Based on observation and interview, the manager failed to ensure a food menu was conspicuously posted at least one calendar day before the first meal on the food menu was served. The deficient practice posed a risk if the source of a potential food borne illness could not be identified. Findings include: 1. The Compliance Officer observed a posted food menu for the week of August 1-5, 2023. 2. In an interview, E2 acknowledged the current food menu was not conspicuously posted. E2 then posted the current food menu on the wall. 3. In an interview, E1 reported the facility used a rotating food menu. The Compliance Officer showed E1 a photograph of the posted food menu dated from August 1-5, 2023. E1 acknowledged the facility had not updated the food menu in several weeks. This is a repeat deficiency from the compliance inspection conducted on May 18, 2022.
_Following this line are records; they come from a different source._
PR #473, opened 2025-01-15
[18.0][MIG] account_avatax_exemption_base: Migration to 18.0

dnplkndll:
@kobros-tech


wlin-kencove (changes requested):
image


image

Most of the fields look good. 

One thing I noticed is that the res.partner.exemption form view is overlapping with another form.

image

See image above. I am not able to save an exemption since I am not able to edit the required fields behind

kobros-tech:
@wlin-kencove 

Thanks very much for tracing this error, in fact technically it is not an error, as in this scenario you must enter a valid model name instead of "test" like "res.partner" and this will work fine.

kobros-tech:
To get rid of similar error, we can add a commit to handle selecting model name based on some domain or rule to avoid misspelling the model name.

here is my review result:

Screenshot from 2025-02-05 22-33-48

Screenshot from 2025-02-05 22-38-00

Screenshot from 2025-02-05 22-38-51

Screenshot from 2025-02-05 22-39-04

Screenshot from 2025-02-05 22-39-36

wlin-kencove:
@kobros-tech 

Here are the steps to get the error I was seeing:

 I search for avatax exemption direclty:
image

From there, I select to add new: 
image

And this view appears:. 
image


I can only enter into those lines but cannot edit the fields behind it. 
image


Please let me know if you can reproduce.

wlin-kencove:
@kobros-tech  here is the view when I enter via add exemption from the customer record, which looks correct:
image

Looks like maybe some spacing/sizing issues? 
image

kobros-tech:
@dnplkndll 
@wlin-kencove 

This is how the form looks like:

Screenshot from 2025-02-06 01-46-20

Screenshot from 2025-02-06 01-47-04

other features in this form are introduced in "account_avatax_exemption" dependent module.

wlin-kencove:
image


View looks good now.

wlin-kencove (approved):
View update looks good now without the components overlapping each other.

account_avatax_exemption_base/views/avalara_exemption_view.xml
```diff
@@ -214,11 +214,6 @@
                         </page>
                     </notebook>
                 </sheet>
-                <div class="oe_chatter">
-                    <field name="message_follower_ids" widget="mail_followers" />
-                    <field name="activity_ids" widget="mail_activity" />
-                    <field name="message_ids" widget="mail_thread" />
-                </div>
```
xaviedoanhduy: hi @kobros-tech  have you tried applying this change? see: https://github.com/OCA/maintainer-tools/wiki/Migration-to-version-18.0

> The `<div class="oe_chatter">` with all its inner stuff now converts into just <chatter />. See https://github.com/odoo/odoo/pull/156463 for more details and sample replacements.

account_avatax_exemption_base/models/exemption.py
```diff
@@ -0,0 +1,179 @@
...
+
+class ResPartnerExemptionLine(models.Model):
+    _name = "res.partner.exemption.line"
+    _description = "Avatax Exemption Line"
+
+    name = fields.Char(index=True, default=lambda self: _("New"))
+    exemption_id = fields.Many2one("res.partner.exemption", required=True)
+    partner_id = fields.Many2one(related="exemption_id.partner_id", store=True)
+    state_id = fields.Many2one("res.country.state")
+    avatax_id = fields.Char("Avatax Certificate ID", copy=False, readonly=True)
```
xaviedoanhduy, line 25: > If a field is marked as readonly=True on the model, it won't be possible to import it through the Odoo import tool, so avoid it as possible and define the readonly attribute on the views instead

see: https://github.com/OCA/maintainer-tools/wiki/Migration-to-version-17.0

account_avatax_exemption_base/models/exemption.py
```diff
@@ -0,0 +1,179 @@
...
+            if record.exemption_number:
+                name = f"{record.exemption_number} - {record.partner_id.display_name}"
+            else:
+                name = record.partner_id.display_name
+            if record.exemption_type:
+                name = f"{record.exemption_type.name} - {name}"
+            res.append((record.id, name))
+        return res
+
+    # TODO: Need to check, avalara.salestax not found and also field.
```
xaviedoanhduy: fyi, `exemption_export` is declared in the `account_avatax_exemption` module, see: https://github.com/OCA/account-fiscal-rule/blob/8f0093f77fa4cae161f75d30e4ae71d8013a64f4/account_avatax_exemption/models/avalara_salestax.py#L18

account_avatax_exemption_base/models/exemption.py
```diff
@@ -0,0 +1,179 @@
...
+    )
+    state_ids = fields.Many2many("res.country.state", string="States")
+    exemption_validity_duration = fields.Integer(
+        help="Validity duration in days", default=30
+    )
+
+    @api.onchange("group_of_state")
+    def onchange_group_of_state(self):
+        if self.group_of_state.state_ids and not self.state_ids:
+            self.state_ids = [(6, 0, self.group_of_state.state_ids.ids)]
```
xaviedoanhduy, line 69:
```suggestion
            self.state_ids = [Command.set(self.group_of_state.state_ids.ids)]
```
using `Command` is IMHO better, see: https://www.odoo.com/documentation/17.0/developer/reference/backend/orm.html#odoo.fields.Command

account_avatax_exemption_base/models/exemption.py
```diff
@@ -0,0 +1,179 @@
...
+    def _get_document_folder(self):
+        return self.env.company.documents_exemption_folder
+
+    def _check_create_documents(self):
+        return (
+            self.env.company.documents_exemption_settings
+            and super()._check_create_documents()
+        )
+
+    def name_get(self):
```
xaviedoanhduy: > If you are overriding name_get method, you should now override _compute_display_name instead, adding the possible new fields in the depends of the method. See https://github.com/odoo/odoo/pull/122085 for more details.

account_avatax_exemption_base/models/exemption.py
```diff
@@ -0,0 +1,179 @@
...
+            self.group_of_state = self.exemption_type.group_of_state.id
+        if self.exemption_type or self.group_of_state:
+            state_ids = []
+            if self.exemption_type.group_of_state.state_ids:
+                state_ids += self.exemption_type.group_of_state.state_ids.ids
+            if self.exemption_type.state_ids:
+                state_ids += self.exemption_type.state_ids.ids
+            if self.group_of_state.state_ids:
+                state_ids += self.group_of_state.state_ids.ids
+            self.state_ids = [(6, 0, list(set(state_ids)))]
```
xaviedoanhduy: better with `Command`

account_avatax_exemption_base/models/exemption.py
```diff
@@ -0,0 +1,179 @@
...
+            self.expiry_date = self.effective_date + timedelta(
+                days=self.exemption_type.exemption_validity_duration
+            )
+
+    @api.onchange("state_ids")
+    def onchange_state_ids(self):
+        if not any(self.exemption_line_ids.mapped("avatax_id")) and not any(
+            self.exemption_line_ids.mapped("add_exemption_number")
+        ):
+            self.exemption_line_ids = [(6, 0, [])]
```
xaviedoanhduy, line 156:
```suggestion
            self.exemption_line_ids = [Command.clear()]
```

account_avatax_exemption_base/models/exemption.py
```diff
@@ -0,0 +1,179 @@
...
+        for state_id in self.state_ids.ids:
+            if state_id not in self.exemption_line_ids.mapped("state_id").ids:
```
xaviedoanhduy, line 158:
```suggestion
        existing_state_ids = self.exemption_line_ids.mapped("state_id").ids
        for state_id in self.state_ids.ids:
            if state_id not in existing_state_ids:
```
avoid accesses in a loop

account_avatax_exemption_base/views/avalara_exemption_view.xml
```diff
@@ -0,0 +1,274 @@
...
+        <field name="model">res.partner.group.state</field>
+        <field name="type">list</field>
+        <field name="arch" type="xml">
+            <list>
+                <field name="name" />
+                <field name="country_id" />
+                <field
+                    name="state_ids"
+                    widget="many2many_tags"
+                    domain="[('country_id','=',country_id),('avatax_nexus', '=', True)]"
```
xaviedoanhduy: This attribute seems a bit redundant on a `list` view without the `editable` attribute.

account_avatax_exemption_base/views/avalara_exemption_view.xml
```diff
@@ -0,0 +1,274 @@
...
+        <field name="name">res.partner.exemption.type.tree.view</field>
+        <field name="model">res.partner.exemption.type</field>
+        <field name="type">list</field>
+        <field name="arch" type="xml">
+            <list>
+                <field name="name" />
+                <field
+                    name="state_ids"
+                    widget="many2many_tags"
+                    domain="[('avatax_nexus', '=', True)]"
```
xaviedoanhduy: the same above

account_avatax_exemption_base/views/avalara_exemption_view.xml
```diff
@@ -0,0 +1,274 @@
...
+                        name="state"
+                        widget="statusbar"
+                        statusbar_visible="draft,progress,done"
+                    />
+                </header>
+                <sheet>
+                    <group>
+                        <field
+                            name="partner_id"
+                            options="{'always_reload': True}"
```
xaviedoanhduy:
```suggestion
```
see: https://github.com/odoo/odoo/pull/130169/commits/a6673f67654a557494b57e6b7112d25818dde6e3

account_avatax_exemption_base/views/avalara_exemption_view.xml
```diff
@@ -0,0 +1,274 @@
...
+                            invisible="context.get('hide_partner', False)"
+                            readonly="state != 'draft'"
+                        />
+                        <field name="exemption_type" readonly="state != 'draft'" />
+                        <field
+                            name="business_type"
+                            options="{'no_create': True, 'always_reload': True}"
```
xaviedoanhduy:
```suggestion
                            options="{'no_create': True}"
```

account_avatax_exemption_base/views/avalara_exemption_view.xml
```diff
@@ -0,0 +1,274 @@
...
+                        />
+                        <field
+                            name="effective_date"
+                            required="1"
+                            readonly="state != 'draft'"
+                        />
+                        <field
+                            name="expiry_date"
+                            required="1"
+                            readonly="expiry_date != False and state != 'draft' or expiry_date != False"
```
xaviedoanhduy:
```suggestion
                            readonly="expiry_date or state != 'draft'"
```

xaviedoanhduy (changes requested):

xaviedoanhduy (commented):
Thank you all for the above work but still need some minor changes above

Strangely `avatax_id` is a `readonly` field but is `required` and not automatically compute. How can I create data on this model if the above attributes are mutually exclusive.

image

xaviedoanhduy:
> @kobros-tech here is the view when I enter via add exemption from the customer record, which looks correct: image
> 
> Looks like maybe some spacing/sizing issues? image

I guess the problem is that `chapter` is not declared properly causing the inherited fields of this model to be displayed in normal form instead of components.

wlin-kencove:
> Thank you all for the above work but still need some minor changes above
> 
> Strangely `avatax_id` is a `readonly` field but is `required` and not automatically compute. How can I create data on this model if the above attributes are mutually exclusive.
> 
> image


You actually should not create exemption.business.type manually but pull them from an action that exports the records from a avalara enviorment. Below is the function from a previous version (16.0). 
image

This is not to be confused with avatax_id ids from other models as they store difference external references(ie: exemption, res.partner, etc).

xaviedoanhduy:
> You actually should not create exemption.business.type manually but pull them from an action that exports the records from a avalara enviorment. Below is the function from a previous version (16.0). 
> This is not to be confused with avatax_id ids from other models as they store difference external references(ie: exemption, res.partner, etc).

okay thanks. I tested it when applying it to dependent modules like `account_avatax_sale_oca`, `account_avatax_exemption` and `account_avatax_oca` and it seems to work pretty similar to the previous version (`16.0`). but the tweaks in my suggestion above should still be applied to make it more complete. 

Functionality LGTM
image

account_avatax_exemption_base/views/avalara_exemption_view.xml
dnplkndll: You are saying if not editable, then there are only set values no need to filter available correct?

xaviedoanhduy: yes indeed, my opinion is that it should be removed because we are actually only operating in read mode instead of writing.
Just a personal opinion, you may agree or disagree

xaviedoanhduy:
this comment is still pending https://github.com/OCA/account-fiscal-rule/pull/473#discussion_r1957631435

account_avatax_exemption_base/views/avalara_exemption_view.xml
dnplkndll: I think the idea here is the chatter was not intended

xaviedoanhduy: I think you should drop this commit `[IMP] account_avatax_exemption_base: remove chatter from wizard view`.

replace the old syntax `<div class="oe_chatter">...</div>` to `<chatter />` include in Migration commit `[MIG] account_avatax_exemption_base: Migration to 18.0`. Because it is part of the migration process.
https://github.com/OCA/maintainer-tools/wiki/Migration-to-version-18.0

xaviedoanhduy (approved):
thanks for your patience. now it looks pretty good to me

xaviedoanhduy:
guys, should we take this opportunity to add a display name for this `res.partner.exemption`:

image

kobros-tech:
> guys, should we take this opportunity to add a display name for this `res.partner.exemption`:
> 
> image

It should be reviewed in the dependent module in this PR https://github.com/OCA/account-fiscal-rule/pull/475

And the name of the partner is displayed, try to review again  and if you encounter the issue ping us.

Screenshot from 2025-03-13 17-22-04

Screenshot from 2025-03-13 17-25-56

dnplkndll:
@dreispt this is ready for review / merge. Thanks for checking!

dreispt:
Please remove the test-requirements.txt before we merge.

kobros-tech:
> Please remove the test-requirements.txt before we merge.

I will now

kobros-tech:
@dreispt 

this base module doesn't have test requirements 

I am removing test requirements from its dependent one, I will drop .gitattributes file

kobros-tech:
@dreispt 
I just squashed a commit so we have the [MIG] commit only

Based on documentation review and interview, the manager failed to ensure the disaster plan required in subsection (A)(1) was reviewed at least once every 12 months. Findings include: 1. A review of facility documentation revealed a disaster plan review completed on January 19, 2022. However, a completed review at least once every 12 months since January 19, 2022 was not available for review. 2. In an interview, E1 acknowledged a review of the disaster plan had not been completed at least once every 12 months.
Based on observation, interview and documentation review, the manager failed to ensure oxygen containers were secured in an upright position. The deficient practice posed a potential explosion or leak of a compressed gas. Findings include: 1. The Compliance Officer observed three oxygen containers stored upright in R1's bedroom closet. One oxygen container was on a two-wheel vertical medical cylinder cart, however, two oxygen containers were not secured. 2. In an interview, E1 acknowledged there were unsecured oxygen containers in R1's bedroom closet. E1 reported to be unaware the oxygen containers were required to be stored secured and in an upright position.